- ACTIVITY -
Up to the line containing "## Related Issues", nothing is kept; from that line through the end of the data below, output every line exactly.

[MATERIAL SUPPLIED — start]

PR #737, opened 2025-03-04
fix: [alt-text] supports more image mimetypes 

igor-grubic:
Now supports: 
- `webp|png|gif|jpeg|jpg` ootb GPT
- `svg|bmp|tiff|ico` through base64 

Notes: 
- Removes the filtering from `handler.js` and `suggEngine.js`, and moves it to `auditEngine.js` so that it is in a centralized place.
- Obtains base64 blobs for formats that are not supported by FF.  Adding only the more popular ones `svg|bmp|tiff|ico` for control
- Filters by unique image URL
- Filters by unique blob
- runs a slightly different prompt that adds image urls and blobs directly to the prompt rather than using the `"type":"image_url"` feature of FF
- removes some spammy logs that were not necessary

## Related Issues

Thanks for contributing!


src/image-alt-text/auditEngine.js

[MATERIAL SUPPLIED — finish]

- TASK SOLUTION -
## Related Issues

Thanks for contributing!


src/image-alt-text/auditEngine.js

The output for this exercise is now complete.